The full set of records is to be reproduced verbatim.

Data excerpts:

━━━━━━

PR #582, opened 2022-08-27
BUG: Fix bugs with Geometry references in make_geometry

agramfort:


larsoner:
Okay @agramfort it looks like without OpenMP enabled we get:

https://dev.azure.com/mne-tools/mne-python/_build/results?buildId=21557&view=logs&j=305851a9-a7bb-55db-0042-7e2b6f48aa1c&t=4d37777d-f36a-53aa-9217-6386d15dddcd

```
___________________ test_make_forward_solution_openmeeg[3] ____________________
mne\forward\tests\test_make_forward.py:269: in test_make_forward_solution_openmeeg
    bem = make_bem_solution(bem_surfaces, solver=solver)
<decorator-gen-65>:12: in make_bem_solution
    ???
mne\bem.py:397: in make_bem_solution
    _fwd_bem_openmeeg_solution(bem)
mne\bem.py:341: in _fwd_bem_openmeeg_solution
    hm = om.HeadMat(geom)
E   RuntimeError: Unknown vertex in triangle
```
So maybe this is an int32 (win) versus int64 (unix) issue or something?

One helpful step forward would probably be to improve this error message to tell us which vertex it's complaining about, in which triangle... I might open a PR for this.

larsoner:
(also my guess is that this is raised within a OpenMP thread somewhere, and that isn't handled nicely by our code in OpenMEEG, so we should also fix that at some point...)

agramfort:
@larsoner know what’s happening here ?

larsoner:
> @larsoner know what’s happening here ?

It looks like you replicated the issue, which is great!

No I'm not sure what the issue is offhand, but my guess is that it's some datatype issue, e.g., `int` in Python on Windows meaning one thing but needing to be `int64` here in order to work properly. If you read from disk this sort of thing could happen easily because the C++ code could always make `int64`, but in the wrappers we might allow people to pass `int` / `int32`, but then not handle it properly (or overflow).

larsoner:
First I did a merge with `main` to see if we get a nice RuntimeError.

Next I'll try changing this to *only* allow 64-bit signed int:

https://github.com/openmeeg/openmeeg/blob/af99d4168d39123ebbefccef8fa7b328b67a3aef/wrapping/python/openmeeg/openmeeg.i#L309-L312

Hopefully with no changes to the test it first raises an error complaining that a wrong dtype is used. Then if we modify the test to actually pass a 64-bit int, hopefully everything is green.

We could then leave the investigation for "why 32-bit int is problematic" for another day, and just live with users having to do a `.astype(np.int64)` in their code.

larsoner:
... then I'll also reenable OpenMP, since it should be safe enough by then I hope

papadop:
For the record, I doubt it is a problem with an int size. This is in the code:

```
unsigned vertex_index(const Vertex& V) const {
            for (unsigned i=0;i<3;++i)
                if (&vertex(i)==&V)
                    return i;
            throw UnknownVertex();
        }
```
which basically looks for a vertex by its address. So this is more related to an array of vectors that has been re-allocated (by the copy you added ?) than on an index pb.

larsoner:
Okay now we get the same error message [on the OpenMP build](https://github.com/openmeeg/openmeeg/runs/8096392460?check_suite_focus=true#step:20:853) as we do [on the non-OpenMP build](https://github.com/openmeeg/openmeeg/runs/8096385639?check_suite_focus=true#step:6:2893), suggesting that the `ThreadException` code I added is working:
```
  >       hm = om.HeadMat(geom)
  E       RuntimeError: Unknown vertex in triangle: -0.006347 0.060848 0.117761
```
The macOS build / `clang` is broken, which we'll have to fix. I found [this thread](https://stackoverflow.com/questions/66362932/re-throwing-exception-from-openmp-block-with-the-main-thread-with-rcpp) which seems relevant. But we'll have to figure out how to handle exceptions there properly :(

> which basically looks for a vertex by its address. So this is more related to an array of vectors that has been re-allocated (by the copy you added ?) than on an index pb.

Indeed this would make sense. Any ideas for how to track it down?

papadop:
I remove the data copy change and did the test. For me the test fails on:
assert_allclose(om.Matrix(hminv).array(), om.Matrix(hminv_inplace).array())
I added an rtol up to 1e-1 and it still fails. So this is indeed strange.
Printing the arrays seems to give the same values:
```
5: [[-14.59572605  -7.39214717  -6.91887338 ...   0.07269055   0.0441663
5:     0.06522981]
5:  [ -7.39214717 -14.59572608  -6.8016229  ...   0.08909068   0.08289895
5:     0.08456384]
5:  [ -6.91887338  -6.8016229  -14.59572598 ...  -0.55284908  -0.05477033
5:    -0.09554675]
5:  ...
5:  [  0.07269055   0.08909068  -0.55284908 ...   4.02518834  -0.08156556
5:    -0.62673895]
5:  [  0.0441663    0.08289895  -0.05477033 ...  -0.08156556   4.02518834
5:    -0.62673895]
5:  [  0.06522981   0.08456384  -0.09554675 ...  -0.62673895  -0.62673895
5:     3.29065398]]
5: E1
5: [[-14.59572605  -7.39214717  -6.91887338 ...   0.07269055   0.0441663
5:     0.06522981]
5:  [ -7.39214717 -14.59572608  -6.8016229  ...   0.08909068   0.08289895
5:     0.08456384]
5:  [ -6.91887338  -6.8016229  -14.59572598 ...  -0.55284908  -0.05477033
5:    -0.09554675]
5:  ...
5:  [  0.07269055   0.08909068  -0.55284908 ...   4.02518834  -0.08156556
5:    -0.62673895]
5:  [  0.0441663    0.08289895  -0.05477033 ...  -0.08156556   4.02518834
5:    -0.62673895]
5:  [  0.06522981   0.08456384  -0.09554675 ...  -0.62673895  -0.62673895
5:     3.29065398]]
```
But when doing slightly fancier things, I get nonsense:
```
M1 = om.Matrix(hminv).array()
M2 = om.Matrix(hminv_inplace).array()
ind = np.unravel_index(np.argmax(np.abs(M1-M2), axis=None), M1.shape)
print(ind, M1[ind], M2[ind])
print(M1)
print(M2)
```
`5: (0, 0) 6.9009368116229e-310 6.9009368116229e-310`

━━━━━━

- [EXERCISE RESULT]
PR #582, opened 2022-08-27
BUG: Fix bugs with Geometry references in make_geometry

agramfort:


larsoner:
Okay @agramfort it looks like without OpenMP enabled we get:

https://dev.azure.com/mne-tools/mne-python/_build/results?buildId=21557&view=logs&j=305851a9-a7bb-55db-0042-7e2b6f48aa1c&t=4d37777d-f36a-53aa-9217-6386d15dddcd

```
___________________ test_make_forward_solution_openmeeg[3] ____________________
mne\forward\tests\test_make_forward.py:269: in test_make_forward_solution_openmeeg
    bem = make_bem_solution(bem_surfaces, solver=solver)
<decorator-gen-65>:12: in make_bem_solution
    ???
mne\bem.py:397: in make_bem_solution
    _fwd_bem_openmeeg_solution(bem)
mne\bem.py:341: in _fwd_bem_openmeeg_solution
    hm = om.HeadMat(geom)
E   RuntimeError: Unknown vertex in triangle
```
So maybe this is an int32 (win) versus int64 (unix) issue or something?

One helpful step forward would probably be to improve this error message to tell us which vertex it's complaining about, in which triangle... I might open a PR for this.

larsoner:
(also my guess is that this is raised within a OpenMP thread somewhere, and that isn't handled nicely by our code in OpenMEEG, so we should also fix that at some point...)

agramfort:
@larsoner know what’s happening here ?

larsoner:
> @larsoner know what’s happening here ?

It looks like you replicated the issue, which is great!

No I'm not sure what the issue is offhand, but my guess is that it's some datatype issue, e.g., `int` in Python on Windows meaning one thing but needing to be `int64` here in order to work properly. If you read from disk this sort of thing could happen easily because the C++ code could always make `int64`, but in the wrappers we might allow people to pass `int` / `int32`, but then not handle it properly (or overflow).

larsoner:
First I did a merge with `main` to see if we get a nice RuntimeError.

Next I'll try changing this to *only* allow 64-bit signed int:

https://github.com/openmeeg/openmeeg/blob/af99d4168d39123ebbefccef8fa7b328b67a3aef/wrapping/python/openmeeg/openmeeg.i#L309-L312

Hopefully with no changes to the test it first raises an error complaining that a wrong dtype is used. Then if we modify the test to actually pass a 64-bit int, hopefully everything is green.

We could then leave the investigation for "why 32-bit int is problematic" for another day, and just live with users having to do a `.astype(np.int64)` in their code.

larsoner:
... then I'll also reenable OpenMP, since it should be safe enough by then I hope

papadop:
For the record, I doubt it is a problem with an int size. This is in the code:

```
unsigned vertex_index(const Vertex& V) const {
            for (unsigned i=0;i<3;++i)
                if (&vertex(i)==&V)
                    return i;
            throw UnknownVertex();
        }
```
which basically looks for a vertex by its address. So this is more related to an array of vectors that has been re-allocated (by the copy you added ?) than on an index pb.

larsoner:
Okay now we get the same error message [on the OpenMP build](https://github.com/openmeeg/openmeeg/runs/8096392460?check_suite_focus=true#step:20:853) as we do [on the non-OpenMP build](https://github.com/openmeeg/openmeeg/runs/8096385639?check_suite_focus=true#step:6:2893), suggesting that the `ThreadException` code I added is working:
```
  >       hm = om.HeadMat(geom)
  E       RuntimeError: Unknown vertex in triangle: -0.006347 0.060848 0.117761
```
The macOS build / `clang` is broken, which we'll have to fix. I found [this thread](https://stackoverflow.com/questions/66362932/re-throwing-exception-from-openmp-block-with-the-main-thread-with-rcpp) which seems relevant. But we'll have to figure out how to handle exceptions there properly :(

> which basically looks for a vertex by its address. So this is more related to an array of vectors that has been re-allocated (by the copy you added ?) than on an index pb.

Indeed this would make sense. Any ideas for how to track it down?

papadop:
I remove the data copy change and did the test. For me the test fails on:
assert_allclose(om.Matrix(hminv).array(), om.Matrix(hminv_inplace).array())
I added an rtol up to 1e-1 and it still fails. So this is indeed strange.
Printing the arrays seems to give the same values:
```
5: [[-14.59572605  -7.39214717  -6.91887338 ...   0.07269055   0.0441663
5:     0.06522981]
5:  [ -7.39214717 -14.59572608  -6.8016229  ...   0.08909068   0.08289895
5:     0.08456384]
5:  [ -6.91887338  -6.8016229  -14.59572598 ...  -0.55284908  -0.05477033
5:    -0.09554675]
5:  ...
5:  [  0.07269055   0.08909068  -0.55284908 ...   4.02518834  -0.08156556
5:    -0.62673895]
5:  [  0.0441663    0.08289895  -0.05477033 ...  -0.08156556   4.02518834
5:    -0.62673895]
5:  [  0.06522981   0.08456384  -0.09554675 ...  -0.62673895  -0.62673895
5:     3.29065398]]
5: E1
5: [[-14.59572605  -7.39214717  -6.91887338 ...   0.07269055   0.0441663
5:     0.06522981]
5:  [ -7.39214717 -14.59572608  -6.8016229  ...   0.08909068   0.08289895
5:     0.08456384]
5:  [ -6.91887338  -6.8016229  -14.59572598 ...  -0.55284908  -0.05477033
5:    -0.09554675]
5:  ...
5:  [  0.07269055   0.08909068  -0.55284908 ...   4.02518834  -0.08156556
5:    -0.62673895]
5:  [  0.0441663    0.08289895  -0.05477033 ...  -0.08156556   4.02518834
5:    -0.62673895]
5:  [  0.06522981   0.08456384  -0.09554675 ...  -0.62673895  -0.62673895
5:     3.29065398]]
```
But when doing slightly fancier things, I get nonsense:
```
M1 = om.Matrix(hminv).array()
M2 = om.Matrix(hminv_inplace).array()
ind = np.unravel_index(np.argmax(np.abs(M1-M2), axis=None), M1.shape)
print(ind, M1[ind], M2[ind])
print(M1)
print(M2)
```
`5: (0, 0) 6.9009368116229e-310 6.9009368116229e-310`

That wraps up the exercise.